The newly registered domain names may be in reference to some other type of service that offers historical records of things like newspapers, magazines, and other periodicals. But, Google seems to have a lot of pieces in place to offer an Archive system like the Internet Archives.
Anna Patterson is the listed inventor on a number of patent applications that appear to be related. The first two below are included in the USPTO Assignment Database, with assignments recorded to Google, while the remainder aren’t.
- Multiple index based information retrieval system (20060106792)
- Phrase-based searching in an information retrieval system (20060031195)
- Phrase-based indexing in an information retrieval system (20060020607)
- Phrase-based generation of document descriptions (20060020571)
- Phrase identification in an information retrieval system (20060018551)
In addition to an archive system, these patent applications also include such things as a description of a supplemental index, personalization methods, presentation of search results, classification of documents to topics, and an annotation method that could lessen the impact of Google bombing.

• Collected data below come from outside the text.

PR #2298, opened 2020-12-21
Scala 3: add support for extension methods

olafurpg:
Previously, Scalafmt didn't support formatting extension methods.
This commit fixes that issue for code using braces. There's still no
support for indentation syntax (which is still being designed and is
likely to change soon).

### DIFF
--- a/scalafmt-core/shared/src/main/scala/org/scalafmt/config/DanglingParentheses.scala
+++ b/scalafmt-core/shared/src/main/scala/org/scalafmt/config/DanglingParentheses.scala
@@ -36,10 +36,11 @@ object DanglingParentheses {
     case object `class` extends Exclude
     case object `trait` extends Exclude
     case object `enum` extends Exclude
+    case object `extension` extends Exclude
     case object `def` extends Exclude
 
     implicit val reader: ConfCodec[Exclude] =
-      ReaderUtil.oneOf[Exclude](`class`, `trait`, `enum`, `def`)
+      ReaderUtil.oneOf[Exclude](`class`, `trait`, `enum`, `extension`, `def`)
   }
 
 }
--- a/scalafmt-core/shared/src/main/scala/org/scalafmt/internal/Router.scala
+++ b/scalafmt-core/shared/src/main/scala/org/scalafmt/internal/Router.scala
@@ -466,6 +466,14 @@ class Router(formatOps: FormatOps) {
           Split(NewlineT(isDouble = tok.hasBlankLine), 0)
         )
 
+      case tok @ FormatToken(_: T.RightParen, _: T.KwDef, _)
+          if leftOwner.is[Defn.ExtensionGroup] =>
+        // Force a newline with the body of a Defn.ExtensionGroup if the
+        // method doesn't fit on a single line.
+        Seq(
+          Split(Space, 0).withSingleLine(leftOwner.tokens.last),
+          Split(Newline, 1).withIndent(2, leftOwner.tokens.last, After)
+        )
       case tok @ FormatToken(left, right, _)
           if startsStatement(right).isDefined =>
         val expire = rightOwner.tokens
--- a/scalafmt-core/shared/src/main/scala/org/scalafmt/internal/Router.scala
+++ b/scalafmt-core/shared/src/main/scala/org/scalafmt/internal/Router.scala
@@ -466,14 +466,16 @@ class Router(formatOps: FormatOps) {
           Split(NewlineT(isDouble = tok.hasBlankLine), 0)
         )
 
-      case tok @ FormatToken(_: T.RightParen, _: T.KwDef, _)
+      case tok @ FormatToken(_: T.RightParen, _: T.KwDef | _: T.Comment, _)
           if leftOwner.is[Defn.ExtensionGroup] =>
+        val expireToken = leftOwner.tokens.last
         // Force a newline with the body of a Defn.ExtensionGroup if the
         // method doesn't fit on a single line.
         Seq(
-          Split(Space, 0).withSingleLine(leftOwner.tokens.last),
-          Split(Newline, 1).withIndent(2, leftOwner.tokens.last, After)
+          Split(Space, 0).withSingleLine(expireToken),
+          Split(Newline, 1).withIndent(2, expireToken, After)
         )
+
       case tok @ FormatToken(left, right, _)
           if startsStatement(right).isDefined =>
         val expire = rightOwner.tokens
@@ -560,6 +562,9 @@ class Router(formatOps: FormatOps) {
           case name: Term.Name
               if style.spaces.afterSymbolicDefs &&
                 isSymbolicName(name.value) && name.parent.exists(isDefDef) =>
+            Space
+          case _: Defn.ExtensionGroup
+              if formatToken.left.is[soft.KwExtension] =>
             Space
           case _ => NoSplit
         }
--- a/scalafmt-core/shared/src/main/scala/org/scalafmt/util/TokenClasses.scala
+++ b/scalafmt-core/shared/src/main/scala/org/scalafmt/util/TokenClasses.scala
@@ -7,16 +7,6 @@ import scala.meta.tokens.Token
 import scala.meta.tokens.Token._
 
 @classifier
-trait ExtensionKeyword
-object ExtensionKeyword {
-  def unapply(token: Token): Boolean = token match {
-    case _: KwExtension => true
-    case Ident("extension") => true
-    case _ => false
-  }
-}
-
-@classifier
 trait Keyword
 object Keyword {
   def unapply(token: Token): Boolean = {
--- a/scalafmt-core/shared/src/main/scala/org/scalafmt/util/TokenClasses.scala
+++ b/scalafmt-core/shared/src/main/scala/org/scalafmt/util/TokenClasses.scala
@@ -7,6 +7,16 @@ import scala.meta.tokens.Token
 import scala.meta.tokens.Token._
 
 @classifier
+trait ExtensionKeyword
+object ExtensionKeyword {
+  def unapply(token: Token): Boolean = token match {
+    case _: KwExtension => true
+    case Ident("extension") => true
+    case _ => false
+  }
+}
+
+@classifier
 trait Keyword
 object Keyword {
   def unapply(token: Token): Boolean = {
--- a/scalafmt-core/shared/src/main/scala/org/scalafmt/util/TreeOps.scala
+++ b/scalafmt-core/shared/src/main/scala/org/scalafmt/util/TreeOps.scala
@@ -114,7 +114,12 @@ object TreeOps {
       t.tokens.find(!_.is[Trivia]).foreach(addTok(_, tree))
     def addAll(trees: Seq[Tree]) = trees.foreach(x => addTree(x, x))
 
-    def addDefn[T: ClassTag](mods: Seq[Mod], tree: Tree): Unit = {
+    def addDefnTokens[T](
+        mods: Seq[Mod],
+        tree: Tree,
+        what: String,
+        isMatch: Token => Boolean
+    ): Unit = {
       // Each @annotation gets a separate line
       val annotations = mods.filter(_.is[Mod.Annot])
       addAll(annotations)
@@ -123,11 +128,20 @@ object TreeOps {
         case Some(x) => addTree(x, tree)
         case _ =>
           // No non-annotation modifier exists, fallback to keyword like `object`
-          tree.tokens.find(classTag[T].runtimeClass.isInstance) match {
+          tree.tokens.find(isMatch) match {
             case Some(x) => addTok(x, tree)
-            case None => throw Error.CantFindDefnToken[T](tree)
+            case None =>
+              throw Error.CantFindDefnToken(what, tree)
           }
       }
+    }
+    def addDefn[T: ClassTag](mods: Seq[Mod], tree: Tree): Unit = {
+      addDefnTokens[T](
+        mods,
+        tree,
+        classTag[T].runtimeClass.getSimpleName(),
+        t => classTag[T].runtimeClass.isInstance(t)
+      )
     }
 
     def loop(x: Tree): Unit = {
@@ -137,6 +151,8 @@ object TreeOps {
         case t: Defn.Macro => addDefn[KwDef](t.mods, t)
         case t: Decl.Def => addDefn[KwDef](t.mods, t)
         case t: Defn.Enum => addDefn[KwEnum](t.mods, t)
+        case t: Defn.ExtensionGroup =>
+          addDefnTokens(Nil, t, "extension", t => ExtensionKeyword.unapply(t))
         case t: Defn.Object => addDefn[KwObject](t.mods, t)
         case t: Defn.Trait => addDefn[KwTrait](t.mods, t)
         case t: Defn.Type => addDefn[KwType](t.mods, t)
@@ -299,7 +315,8 @@ object TreeOps {
   def isDefnSiteWithParams(tree: Tree): Boolean =
     tree match {
       case _: Decl.Def | _: Defn.Def | _: Defn.Macro | _: Defn.Class |
-          _: Defn.Trait | _: Defn.Enum | _: Defn.EnumCase | _: Ctor.Secondary =>
+          _: Defn.Trait | _: Defn.Enum | _: Defn.EnumCase |
+          _: Defn.ExtensionGroup | _: Ctor.Secondary =>
         true
       case x: Ctor.Primary =>
         x.parent.exists(isDefnSiteWithParams)
@@ -316,7 +333,7 @@ object TreeOps {
       case _: Decl.Def | _: Defn.Def | _: Defn.Macro | _: Defn.Class |
           _: Defn.Trait | _: Ctor.Secondary | _: Decl.Type | _: Defn.Type |
           _: Type.Apply | _: Type.Param | _: Type.Tuple | _: Defn.Enum |
-          _: Defn.EnumCase =>
+          _: Defn.EnumCase | _: Defn.ExtensionGroup =>
         true
       case _: Term.Function | _: Type.Function => true
       case x: Ctor.Primary => x.parent.exists(isDefnSite)
@@ -419,6 +436,8 @@ object TreeOps {
     case t: Defn.Trait => (t.mods, t.name, t.tparams, t.ctor.paramss)
     case t: Defn.Enum => (t.mods, t.name, t.tparams, t.ctor.paramss)
     case t: Defn.EnumCase => (t.mods, t.name, t.tparams, t.ctor.paramss)
+    case t: Defn.ExtensionGroup =>
+      (Nil, Name.Anonymous(), t.tparams, List(t.eparam) :: t.uparams)
     case t: Ctor.Primary => (t.mods, t.name, Seq.empty, t.paramss)
     case t: Ctor.Secondary => (t.mods, t.name, Seq.empty, t.paramss)
   }
@@ -581,6 +600,7 @@ object TreeOps {
             DanglingParentheses.Exclude.`class`
           case _: Defn.Trait => DanglingParentheses.Exclude.`trait`
           case _: Defn.Enum => DanglingParentheses.Exclude.`enum`
+          case _: Defn.ExtensionGroup => DanglingParentheses.Exclude.`extension`
           case _: Defn.Def => DanglingParentheses.Exclude.`def`
           case _ => null
         }
--- a/scalafmt-core/shared/src/main/scala/org/scalafmt/util/TreeOps.scala
+++ b/scalafmt-core/shared/src/main/scala/org/scalafmt/util/TreeOps.scala
@@ -24,7 +24,6 @@ import scala.meta.tokens.Token
 import scala.meta.tokens.Token._
 import scala.meta.tokens.Tokens
 import scala.reflect.ClassTag
-import scala.reflect.classTag
 
 import org.scalafmt.CompatCollections.JavaConverters._
 import org.scalafmt.Error
@@ -105,7 +104,10 @@ object TreeOps {
     ret.result()
   }
 
-  def getStatementStarts(tree: Tree): Map[TokenHash, Tree] = {
+  def getStatementStarts(
+      tree: Tree,
+      soft: SoftKeywordClasses
+  ): Map[TokenHash, Tree] = {
     val ret = Map.newBuilder[TokenHash, Tree]
     ret.sizeHint(tree.tokens.length)
 
@@ -114,7 +116,7 @@ object TreeOps {
       t.tokens.find(!_.is[Trivia]).foreach(addTok(_, tree))
     def addAll(trees: Seq[Tree]) = trees.foreach(x => addTree(x, x))
 
-    def addDefnTokens[T](
+    def addDefnTokens(
         mods: Seq[Mod],
         tree: Tree,
         what: String,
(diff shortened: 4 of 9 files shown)


scalafmt-tests/src/test/scala/org/scalafmt/FormatTests.scala
```diff
@@ -54,6 +54,9 @@ class FormatTests extends FunSuite with CanRunTests with FormatAssertions {
         e.partialOutput
       case x => x.get
     }
+    if (!onlyManual) {
+      assertEquals(obtained, t.expected, "Obtained formatting output does not match the expected formatting output" )
```
olafurpg, line 58: `assertEquals` produces copy-pasteable output instead of `.stripMargin` formatted multiline strings from `assertNoDiff`

project/Dependencies.scala
```diff
@@ -6,7 +6,7 @@ import org.portablescala.sbtplatformdeps.PlatformDepsPlugin.autoImport._
 
 object Dependencies {
   val metaconfigV = "0.9.10"
-  val scalametaV  = "4.4.2"
+  val scalametaV  = "4.4.3"
```
olafurpg, line 9: This release includes an important fix for positions

scalafmt-core/shared/src/main/scala/org/scalafmt/internal/Router.scala
```diff
@@ -464,6 +464,14 @@ class Router(formatOps: FormatOps) {
           Split(NewlineT(isDouble = tok.hasBlankLine), 0)
         )
 
+      case tok @ FormatToken(_: T.RightParen, _: T.KwDef, _)
+          if leftOwner.is[Defn.ExtensionGroup] =>
+        // Force a newline with the body of a Defn.ExtensionGroup if the
+        // method doesn't fit on a single line.
+        Seq(
+          Split(Space, 0).withSingleLine(leftOwner.tokens.last),
+          Split(Newline, 1).withIndent(2, leftOwner.tokens.last, After)
```
olafurpg, line 473: The 2 space indentation is hardcoded in several places so I hardcoded the `2` literal here as well. We may need to make this indentation configuration down the road with significant indentation syntax.

scalafmt-core/shared/src/main/scala/org/scalafmt/util/TokenClasses.scala
```diff
@@ -4,6 +4,16 @@ import scala.meta.internal.classifiers.classifier
 import scala.meta.tokens.Token
 import scala.meta.tokens.Token._
 
+@classifier
+trait ExtensionKeyword
+object ExtensionKeyword {
+  def unapply(token: Token): Boolean = token match {
+    case _: KwExtension => true
+    case Ident("extension") => true
```
tgodzik, line 12: So `extension` is still a soft keyword, but it was confirmed that is should be changed as it's impossible distinguish. I reopened the issue in Dotty, since it was closed and plainly ignored https://github.com/lampepfl/dotty/issues/10076

In case it becomes a keyword this case should not be needed and currently scalameta always parses extension as a keyword.

scalafmt-core/shared/src/main/scala/org/scalafmt/util/TreeOps.scala
```diff
@@ -137,6 +151,8 @@ object TreeOps {
         case t: Defn.Macro => addDefn[KwDef](t.mods, t)
         case t: Decl.Def => addDefn[KwDef](t.mods, t)
         case t: Defn.Enum => addDefn[KwEnum](t.mods, t)
+        case t: Defn.ExtensionGroup =>
+          addDefnTokens(Nil, t, "extension", t => ExtensionKeyword.unapply(t))
```
tgodzik, line 155: Why not just `addDefn[KwExtension](Nil, t)` ?

tgodzik (changes requested):
I think we should currently assume that extension is a keyword. We can change it back in the future, but that's how it will be currently tokenized for the Dotty dialect.

scalafmt-core/shared/src/main/scala/org/scalafmt/internal/Router.scala
```diff
@@ -464,6 +464,14 @@ class Router(formatOps: FormatOps) {
           Split(NewlineT(isDouble = tok.hasBlankLine), 0)
         )
 
+      case tok @ FormatToken(_: T.RightParen, _: T.KwDef, _)
```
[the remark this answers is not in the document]
kitbellew: one other thing: what about
```
extension [A](...) /* new feature */ // or this
  def ...
```

scalafmt-core/shared/src/main/scala/org/scalafmt/internal/Router.scala
kitbellew: i think significant is only important for parsing. for formatting, you can fix it to 2, no?

kitbellew (changes requested):

scalafmt-core/shared/src/main/scala/org/scalafmt/internal/Router.scala
```diff
@@ -464,6 +464,14 @@ class Router(formatOps: FormatOps) {
...
+          if leftOwner.is[Defn.ExtensionGroup] =>
```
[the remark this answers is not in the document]
tgodzik: It will not be parsed as an extension if the dialect does not support it.

scalafmt-core/shared/src/main/scala/org/scalafmt/util/TokenClasses.scala
tgodzik: I cannot promise that it will be enough for the future, since there is still changes being made, but I am 90 % sure. There is a number of cases that extension as a soft keyword will not just work like:
```
extension(a : Int){
  def b = a
}
```

This can be an extension or invocation of `def extension(a : Int)( c : => Unit)`

kitbellew: if we end up keeping this logic, i think that
- this commit needs to be rebased on the `master`
- this trait moved inside @MichalBednarz's new `SoftKeywordClasses` type
- `true` on this line replaced with `dialect.allowExtensionMethods`.

tgodzik: So actually, it will be a soft keyword :/ I was told otherwise and now again they changed their minds. Sorry about that, I will fix it in the parser.

scalafmt-core/shared/src/main/scala/org/scalafmt/config/DanglingParentheses.scala
```diff
@@ -36,10 +36,11 @@ object DanglingParentheses {
     case object `class` extends Exclude
     case object `trait` extends Exclude
     case object `enum` extends Exclude
+    case object `extension` extends Exclude
     case object `def` extends Exclude
 
     implicit val reader: ConfCodec[Exclude] =
-      ReaderUtil.oneOf[Exclude](`class`, `trait`, `enum`, `def`)
+      ReaderUtil.oneOf[Exclude](`class`, `trait`, `enum`, `extension`, `def`)
```
MichalBednarz, line 43: A corresponding part in the documentation can be updated. In `danglingParentheses.exclude` it's stated that `currently, class, trait and def are supported`. I haven't included there the enum by myself. You can add both extension and enum if you want.

tgodzik: Added it!

scalafmt-core/shared/src/main/scala/org/scalafmt/internal/Router.scala
```diff
@@ -464,6 +464,14 @@ class Router(formatOps: FormatOps) {
...
+        // Force a newline with the body of a Defn.ExtensionGroup if the
+        // method doesn't fit on a single line.
+        Seq(
+          Split(Space, 0).withSingleLine(leftOwner.tokens.last),
+          Split(Newline, 1).withIndent(2, leftOwner.tokens.last, After)
+        )
```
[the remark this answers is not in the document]
tgodzik: I added it. I also updated indent `expire` to take into account comments

scalafmt-core/shared/src/main/scala/org/scalafmt/util/TreeOps.scala
tgodzik: Actually, this was needed, but I changed it to reuse SoftKEywords class.

scalafmt-core/shared/src/main/scala/org/scalafmt/util/TreeOps.scala
```diff
@@ -123,12 +128,21 @@ object TreeOps {
         case Some(x) => addTree(x, tree)
         case _ =>
           // No non-annotation modifier exists, fallback to keyword like `object`
-          tree.tokens.find(classTag[T].runtimeClass.isInstance) match {
+          tree.tokens.find(isMatch) match {
             case Some(x) => addTok(x, tree)
-            case None => throw Error.CantFindDefnToken[T](tree)
+            case None =>
```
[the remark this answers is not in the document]
tgodzik: Fixed!

scalafmt-core/shared/src/main/scala/org/scalafmt/util/TreeOps.scala
```diff
@@ -114,7 +114,12 @@ object TreeOps {
       t.tokens.find(!_.is[Trivia]).foreach(addTok(_, tree))
     def addAll(trees: Seq[Tree]) = trees.foreach(x => addTree(x, x))
 
-    def addDefn[T: ClassTag](mods: Seq[Mod], tree: Tree): Unit = {
+    def addDefnTokens[T](
```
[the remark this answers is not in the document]
tgodzik: Removed!

scalafmt-core/shared/src/main/scala/org/scalafmt/util/TreeOps.scala
```diff
@@ -123,12 +128,21 @@ object TreeOps {
...
+              throw Error.CantFindDefnToken(what, tree)
           }
       }
     }
+    def addDefn[T: ClassTag](mods: Seq[Mod], tree: Tree): Unit = {
+      addDefnTokens[T](
+        mods,
+        tree,
+        classTag[T].runtimeClass.getSimpleName(),
+        t => classTag[T].runtimeClass.isInstance(t)
```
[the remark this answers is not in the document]
tgodzik: Changed it a bit taking into account your comment, thanks!

scalafmt-core/shared/src/main/scala/org/scalafmt/internal/Router.scala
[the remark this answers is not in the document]
tgodzik: Good catch, I added support for the edge case with comments and added some tests, let me know what you think!

tgodzik:
@olafurpg @kitbellew I updated the PR after fixing `extension` to be a soft keyword again in scalameta. I also added some tests to make sure it all works, let me know what you think!

scalafmt-core/shared/src/main/scala/org/scalafmt/internal/Router.scala
```diff
@@ -561,6 +566,8 @@ class Router(formatOps: FormatOps) {
               if style.spaces.afterSymbolicDefs &&
                 isSymbolicName(name.value) && name.parent.exists(isDefDef) =>
             Space
+          case ext: Defn.ExtensionGroup if tok.left.is[soft.KwExtension] =>
```
MichalBednarz, line 569: nitpick: `_: Defn.ExtensionGroup`

scalafmt-tests/src/test/resources/dotty/Extension.stat
```diff
@@ -94,3 +94,50 @@ extension [AAaaaaaaaaaa](
...
+===
+extension [A](cat: Cat){ /* new feature */ // or this
+  def a = 1
+}
+>>>
+extension [A](
+    cat: Cat
+) { /* new feature */ // or this
+  def a = 1
+}
```
MichalBednarz, line 143: add newline

MichalBednarz (changes requested):

scalafmt-core/shared/src/main/scala/org/scalafmt/internal/Router.scala
```diff
@@ -466,6 +466,19 @@ class Router(formatOps: FormatOps) {
           Split(NewlineT(isDouble = tok.hasBlankLine), 0)
         )
 
+      case tok @ FormatToken(_: T.RightParen, _: T.KwDef | _: T.Comment, _)
```
kitbellew, line 469: what happens if right is comment but after that we don't get a KwDef?

scalafmt-core/shared/src/main/scala/org/scalafmt/internal/Router.scala
```diff
@@ -466,6 +466,19 @@ class Router(formatOps: FormatOps) {
...
+          if leftOwner.is[Defn.ExtensionGroup] =>
+        val expireToken = tok.right match {
+          case _: T.KwDef => leftOwner.tokens.last
+          case _ => nextNonComment(next(tok)).right
```
kitbellew, line 473: why right? looks inconsistent with the KwDef handling.

scalafmt-core/shared/src/main/scala/org/scalafmt/internal/Router.scala
```diff
@@ -527,7 +540,7 @@ class Router(formatOps: FormatOps) {
         )
       // Opening [ with no leading space.
       // Opening ( with no leading space.
-      case FormatToken(
+      case tok @ FormatToken(
```
kitbellew, line 543: i wouldn't add tok. you can always refer to the actual variable, formatToken.

scalafmt-core/shared/src/main/scala/org/scalafmt/internal/Router.scala
kitbellew: yep

scalafmt-core/shared/src/main/scala/org/scalafmt/util/TreeOps.scala
```diff
@@ -137,6 +155,8 @@ object TreeOps {
         case t: Defn.Macro => addDefn[KwDef](t.mods, t)
         case t: Decl.Def => addDefn[KwDef](t.mods, t)
         case t: Defn.Enum => addDefn[KwEnum](t.mods, t)
+        case t: Defn.ExtensionGroup =>
+          addDefnTokens(Nil, t, "extension", t => soft.KwExtension.unapply(t))
```
kitbellew, line 159: i may have asked. why do we need a lambda here? can't we just use KwExtension.unapply directly?

scalafmt-tests/src/test/scala/org/scalafmt/FormatTests.scala
```diff
@@ -54,6 +54,13 @@ class FormatTests extends FunSuite with CanRunTests with FormatAssertions {
         e.partialOutput
       case x => x.get
     }
+    if (!onlyManual) {
```
kitbellew, line 57: why did you reorder? i think the original idea was to put higher preference on idempotence violations, although I can't remember why. generally, if you believe this way is better, I'd strongly recommend doing that as part of a separate pull request, so the intent is clearly recorded in history.

scalafmt-tests/src/test/scala/org/scalafmt/FormatTests.scala
```diff
@@ -74,10 +81,7 @@ class FormatTests extends FunSuite with CanRunTests with FormatAssertions {
       )
       .get
     debug2.printTest()
-    assertNoDiff(formattedAgain, obtained, "Idempotency violated")
-    if (!onlyManual) {
-      assertNoDiff(obtained, t.expected)
-    }
+    assertEquals(formattedAgain, obtained, "Idempotency violated")
```
kitbellew, line 84: looks like we're also changing one type of assert to another. can we do that in a separate pr? i think it deserves its own commit, with explicit explanation.

scalafmt-core/shared/src/main/scala/org/scalafmt/config/ScalafmtRunner.scala
```diff
@@ -88,6 +88,10 @@ object ScalafmtRunner {
       .withAllowTrailingCommas(true)
     val default = scala213
     val Scala3 = Dotty
+      // Disable significant indentation because the exact syntax is still under
+      // development and is likely to change soon. See discussions at
+      // https://contributors.scala-lang.org/t/feedback-sought-optional-braces/4702
+      .withAllowSignificantIndentation(false)
```
kitbellew, line 95: not a big fan of latent changes.

kitbellew (changes requested):

scalafmt-core/shared/src/main/scala/org/scalafmt/util/TreeOps.scala
tgodzik: The problem is that `extension` is a soft keyword so a tokenizer treats it as an Ident and `ident` will not match `extension`

scalafmt-core/shared/src/main/scala/org/scalafmt/config/ScalafmtRunner.scala
tgodzik: Unfortunately, I think until it all is stable we shouldn't enable it in scalafmt.

scalafmt-tests/src/test/scala/org/scalafmt/FormatTests.scala
tgodzik: Not sure what @olafurpg meant here, but I guess I can remove the changes.

scalafmt-core/shared/src/main/scala/org/scalafmt/config/ScalafmtRunner.scala
tgodzik: I created a separate PR for some of the unrelated changes in this PR: https://github.com/scalameta/scalafmt/pull/2312

scalafmt-core/shared/src/main/scala/org/scalafmt/internal/Router.scala
tgodzik: That cannot happen, the code will not parse then.  Nothing significant can be added between `)` and `def`

scalafmt-core/shared/src/main/scala/org/scalafmt/internal/Router.scala
tgodzik: `right` will be the `def` token. It doesn't work with `left`, which will be still a comment.

scalafmt-core/shared/src/main/scala/org/scalafmt/config/ScalafmtRunner.scala
tgodzik: I will rebase once the change is made.

scalafmt-tests/src/test/scala/org/scalafmt/FormatTests.scala
tgodzik: Moved the change to https://github.com/scalameta/scalafmt/pull/2312

scalafmt-tests/src/test/scala/org/scalafmt/FormatTests.scala
tgodzik: Moved to https://github.com/scalameta/scalafmt/pull/2312

scalafmt-core/shared/src/main/scala/org/scalafmt/internal/Router.scala
tgodzik: Fixed!

scalafmt-core/shared/src/main/scala/org/scalafmt/internal/Router.scala
```diff
@@ -466,6 +466,19 @@ class Router(formatOps: FormatOps) {
           Split(NewlineT(isDouble = tok.hasBlankLine), 0)
         )
 
+      case tok @ FormatToken(_: T.RightParen, _: T.KwDef | _: T.Comment, _)
+          if leftOwner.is[Defn.ExtensionGroup] =>
+        val expireToken = tok.right match{
```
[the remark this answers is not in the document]
tgodzik: Fixed

scalafmt-tests/src/test/resources/dotty/Extension.stat
tgodzik: Fixed

scalafmt-core/shared/src/main/scala/org/scalafmt/internal/Router.scala
tgodzik: Fixed

scalafmt-core/shared/src/main/scala/org/scalafmt/internal/Router.scala
kitbellew: in that case, does it still make sense to match `KwDef` or `Comment` here? shouldn't `_` be equivalent, given the `leftOwner` check below?

scalafmt-core/shared/src/main/scala/org/scalafmt/internal/Router.scala
kitbellew: so for comment, you will return `KwDef`. but in case of `KwDef`, you are not returning the `KwDef` token, you are returning the last token of the entire `ExtensionGroup`.

wouldn't `leftOwner.tokens.last` be sufficient for both cases? or `lastToken(leftOwner)` (which stops before trailing comments/whitespace)? i am not clear why there's asymmetry here.

scalafmt-core/shared/src/main/scala/org/scalafmt/util/TreeOps.scala
kitbellew: ok, i am not sure i understood. what i was asking was whether this code would work equally:
```
  addDefnTokens(Nil, t, "extension", soft.KwExtension.unapply)
```
that is, instead of `t => soft.KwExtension.unapply(t)`, can we use the simpler `soft.KwExtension.unapply`. and if we can't, can we at least use a different variable (because the case also uses `t`, so it might be a bit confusing)?

kitbellew (changes requested):

scalafmt-core/shared/src/main/scala/org/scalafmt/internal/Router.scala
tgodzik: Ach, actually you can have a using clause `(using A)` and an opening bracket `{`  We want to format it differently in that case.

scalafmt-core/shared/src/main/scala/org/scalafmt/internal/Router.scala
tgodzik: I was overthinking it, `leftOwner.tokens.last` works for both cases, thanks!

scalafmt-core/shared/src/main/scala/org/scalafmt/internal/Router.scala
tgodzik: If we leave it as just `_` it will format it a bit weirdly and also break the parser, since there is an issue when the formatting is a bit off. I will fix it separately, but the way it's currently formatted looks good to me.

scalafmt-core/shared/src/main/scala/org/scalafmt/util/TreeOps.scala
tgodzik: Ach, sorry! I totally misread it - or in reality I somehow never really read it :O  Changed!

scalafmt-core/shared/src/main/scala/org/scalafmt/internal/Router.scala
kitbellew: > Ach, actually you can have a using clause `(using A)` and an opening bracket `{` We want to format it differently in that case.

we can merge this as-is, but it would definitely be useful to have a follow-up pr to handle this:
```
extension [A, B](
  a: A
) /* foo */ (
  using b: B /* bar */
) /* baz */ {
  def a = 1
}
```

kitbellew (approved):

Added 9/6/2006 – Google has added a news archive search. Garrett Rogers writes more about it in Google News Archive Search released today. I’ve tried it out – News Archive Search – and it is a nice addition to the searches that Google provides. It has more than news sources. For instance, Ancestry.com told me that my grandfather’s WWI draft registration card is available for me to see if I sign up with them.
I’m not seeing many results in the News Archive Search that don’t require a subscription or a pay-per-view fee.